# Installing 13.1 on a rather old i386 box unable to boot usb drives



## coredumb (Jun 25, 2022)

Hi,
I need to revive an rather old 32-bit box with a 13.1 FreeBSD installation.

My approach would be to remove the internal HDD off that older computer, stick it to one of my newer 64-bit ones as external HDD. Then I'd use `bsdinstall` to install a fresh 13.1 onto that drive. That seem to be the easiest way since the 32-bit box happens to lack a display port. Also it is proven to be unable to boot usb thumb drives or usb-connected HDD. It only seems to be willing to boot via SATA.

What I do not know for certain is whether or not `bsdinstall` is, in this particular case, the right tool. Man page doesn't indicate to select an arch target such as i386. I suspect letting the tool do its thing would let it be installing amd64 stuff according to what the host is running.

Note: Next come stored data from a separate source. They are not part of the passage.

PR #645, opened 2015-04-04
Let bashbrew tolerate EOL diversity

md5:
This fixes issues where the library file has line endings besides `LF`.

### DIFF
--- a/bashbrew/bashbrew.sh
+++ b/bashbrew/bashbrew.sh
@@ -195,7 +195,7 @@ for repoTag in "${repos[@]}"; do
 	fi
 	
 	# parse the repo library file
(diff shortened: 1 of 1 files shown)


tianon:
Got to be honest with you @md5, I'm torn on this one (as you probably anticipated). :smile:  Part of me wants to say "no" just so that we don't encourage `\r` to exist in these files, but I think it might finally be time instead for a `bashbrew lint` script that could check for things like this and give you a more useful error message instead.

md5:
I think a `bashbrew lint` would be fine. I'm just anticipating that you'll probably have other try to submit library files with `CR` in them and it would be nice for it to either work or given a decent error message.

PR #654, opened 2015-04-13
Add official roma image to dockerhub

banrui:
Hi Docker team, I'm Rui Bando from ROMA team. 
ROMA is one of the data storing systems for distributed key-value stores. 
Refere to [website](http://roma-kvs.org).

We would like to create a official repository. So I sent 2 pull requests.
- docs repo with ROMA image info.
- oficial-images repo with the image commit.

### DIFF
--- a/library/roma
+++ b/library/roma
@@ -1,0 +1,4 @@
+# maintainer: Rui Bando <bando.rui@gmail.com> (@banrui)
+
+latest: git://github.com/roma/docker@95233a26fe743dea843a68f4f8120079915c8f7a
+1.1.0: git://github.com/roma/docker@95233a26fe743dea843a68f4f8120079915c8f7a


tianon:
I've got to be honest, I'm having a hard time wrapping my head around this one.  From the documentation you've written in https://github.com/docker-library/docs/pull/206, it sounds like the way you expect this image to be run is just to get the `roma-client` gem for use in applications that want to talk to a `romad` running elsewhere?  Wouldn't those applications already have `roma-client` in their `Gemfile`, making using this base image completely moot?

I think the much more interesting thing to do here would be to run `romad` in a container, which is included in the `Dockerfile` installation, but isn't even hinted at in the documentation, nor is it obvious how you expect users to do so successfully from the `Dockerfile` (which is really complicated for what from reading http://roma-kvs.org/getting_started.html sounds like should as easy as `gem install roma --version 1.1.0`).

Where this appears to get complicated is that users have to run `mkroute` for all the `romad` instances they want to run in their cluster, and then they have to have that configuration available to each instance of `romad` that is actually run, which is fairly complex orchestration for what purports to be a simple key-value store.  Have I missed something that makes this simpler, especially for running `romad` inside containers?

yosifkit:
Closing, feel free to ping if you feel we should revisit this.

PR #675, opened 2015-04-22
Fix a few (but not all) too-complex expressions that won't fail properly with just "set -e"

tianon:


bashbrew/bashbrew.sh
```diff
@@ -280,6 +278,22 @@ for repoTag in "${repos[@]}"; do
...
+		cd "$1"
+		git reset -q HEAD
+		git checkout -q -- .
+		git clean -dfxq
+		git checkout -q "$2" --
+		cd "$1/$3"
+		"$dir/git-set-mtimes"
+	)
+	return 0
+}
```
tianon: This one still won't "fail" properly, but at least it's abstracted for better readability.

md5:
Would `-o pipefail` help with any of these?

tianon:
Nope, unfortunately not. :cry:

https://github.com/docker/docker/pull/12500 actually has quotes and links to the relevant Bash documentation for where `set -e` falls on its face, which makes me a really sad panda (the gist being that it falls on its face any time an expression gets "complicated" -- inside expressions including `&&`, `||`, `if` context, etc).

md5:
Gotta work with what you're given I suppose.

tianon:
Yeah, I still love Bash, but this knowledge put a serious dent in my Bash-as-a-serious-programming-language-contender argument. :cry: :disappointed:

yosifkit:
LGTM

PR #676, opened 2015-04-22
Add "retries" logic for build and push (since sometimes it just needs a little kick and everything works fine)

tianon:
Depends on #675 (so review that first, and I'll rebase this).


tianon:
Rebased :heart:

tianon:
This will help with both intermittent push failures _and_ intermittent build failures (like an APT mirror having a hiccup, which happens every now and then).

yosifkit:
LGTM

PR #683, opened 2015-04-27
Debian: current latest is jessie

pierrecdn:
Update docker-library/debian to jessie as latest


yosifkit:
Hmm, looks like the current builds were created on 2015-04-21. @tianon, were you going to make a new tarball for the release of Jessie?

tianon:
I am planning to do a rebuild this week, especially to swap `oldstable`, `stable`, and `testing`, and to add `stretch`.

yosifkit:
Sounds good, I'll close this as it is unnecessary.

PR #689, opened 2015-04-28
Add new drupal image

tianon:


tianon:
Build test of #689; 15fc46735ec99d9007d87693f39d19c10fda35d5 (`drupal`):

```console
$ url="https://raw.githubusercontent.com/docker-library/official-images/15fc46735ec99d9007d87693f39d19c10fda35d5/library/drupal"
$ bashbrew build "$url"
Processing drupal:7.36 ...
Processing drupal:7 ...
Processing drupal:latest ...
testing drupal:7.36
	'utc' [1/2]...passed
```

md5:
Why `php:5.5-apache` instead of `php:5.6-apache`? The [Drupal requirements](https://www.drupal.org/requirements) seem to say:

> * Drupal 6: PHP 5.x only (5.2.5 or higher recommended). Warning: support for PHP 4.x has been dropped. Drupal core should work with PHP 5.3.x, but PHP 5.3.x and higher may produce errors or unexpected behavior especially for contributed modules and themes.
> * Drupal 7: PHP 5.2.5 or higher (5.4 or higher recommended).
> * Drupal 8: PHP 5.4.5 or higher

tianon:
That was specifically because the chart at https://www.drupal.org/requirements/php#drupalversions implies that Drupal 7 + PHP 5.6 hasn't received nearly as much attention and testing as PHP 5.5 has (which is a solid green "yes" instead of that orange "??").  Since 5.5 is still supported by upstream PHP, it seemed like a reasonable thing to stick with 5.5 for now since the docs claim pretty strongly that it's well-tested and supported in that combination.

md5:
SGTM

md5:
Wait, the PHP folks are skipping PHP 6 and going straight to PHP 7? :see_no_evil:

tianon:
Yeah...  PHP 6 was mis-advertised so broadly that they're skipping it to
avoid the sigma associated with not delivering what was advertised, IIRC.

tianon:
*stigma, even

yosifkit:
https://wiki.php.net/rfc/php6

md5:
@yosifkit :+1:

yosifkit:
I hate to do this, but: [drupal.org](https://www.drupal.org/documentation/version-info) says "At any given time, there are two major release series of Drupal which are supported".  Sooo... we should add Drupal 6.

tianon:
So, the reason we didn't do that is because anything above PHP 5.2 with Drupal 6 is sketchy (as seen in https://www.drupal.org/requirements/php#drupalversions linked above), and 5.5+ is flat out failure.

yosifkit:
Sounds reasonable to me, PHP does [not support version 5.2](https://php.net/supported-versions.php), so Drupal 6 is out.

yosifkit:
LGTM

PR #681, opened 2015-04-23
Checking sha1 hashes for jruby

cpuguy83:

PR #701, opened 2015-04-30
Comment out "dbm" from the "ruby-standard-libs" test for now

tianon:


tianon:
ie, the fix for the problem in https://github.com/docker-library/official-images/pull/681#issuecomment-96068035

yosifkit:
LGTM

tianon:
338950e :cry:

Please can someone push me to the right tool for the job? Thank you.


----------



## CuatroTorres (Jun 25, 2022)

I've used Plop Boot in the past to boot Linux images from machines without USB booting support.






						Plop Boot Manager 5.0 - Introduction
					






					www.plop.at


----------



## T-Daemon (Jun 26, 2022)

coredumb said:


> What I do not know for certain is whether or not  bsdinstall is, in this particular case, the right tool. Man page doesn't indicate to select an arch target such as i386. I suspect letting the tool do its thing would let it be installing amd64 stuff according to what the host is running.

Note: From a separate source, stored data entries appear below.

PR #711, opened 2015-05-02
Remove "latest" tag from "docker-dev"

tianon:
# "latest" intentionally missing, since "docker-dev:latest" implies (IMO) the "latest development image", which these builds never will be
	# if that is what you are after, see "dockercore/docker" (https://registry.hub.docker.com/u/dockercore/docker/)

This is just to further solidify the idea that "docker-dev" is _not_ for the latest and greatest builds of `github.com/docker/docker`.

### DIFF
--- a/library/docker-dev
+++ b/library/docker-dev
@@ -3,6 +3,8 @@
 1.6.0: git://github.com/docker/docker@v1.6.0
 1.6: git://github.com/docker/docker@v1.6.0
 1: git://github.com/docker/docker@v1.6.0
-latest: git://github.com/docker/docker@v1.6.0
+
+# "latest" intentionally missing, since "docker-dev:latest" implies (IMO) the "latest development image", which these builds never will be
+# if that is what you are after, see "dockercore/docker" (https://registry.hub.docker.com/u/dockercore/docker/)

Don't worry, the i386 installer has no amd64 stuff that can be installed, it doesn't provide lib64 distribution sets (as does amd64 provides lib32 distribution sets).


----------



## Phishfry (Jun 27, 2022)

coredumb said:


> What I do not know for certain is whether or not `bsdinstall` is, in this particular case, the right tool.


It is indeed and I use a similar routine on a Kiosk that the firmware is locked down. It will not boot from USB.
I remove the disk, Carry to laptop. Remove laptop drive so I don't screw up.
Use USB to SATA adapter and Install FreeBSD onto USB-SATA drive.

At the very end of the FreeBSD installer it allows you to modify your installation.
From there I fix /etc/fstab with SATA and set networking to a default setting.
Those are the two sticking points:
A)Drive letter is going to change name from USB to SATA when disconnected. Plan accordingly.
B)Your temporary install machine might have a different ethernet adapter than end machine.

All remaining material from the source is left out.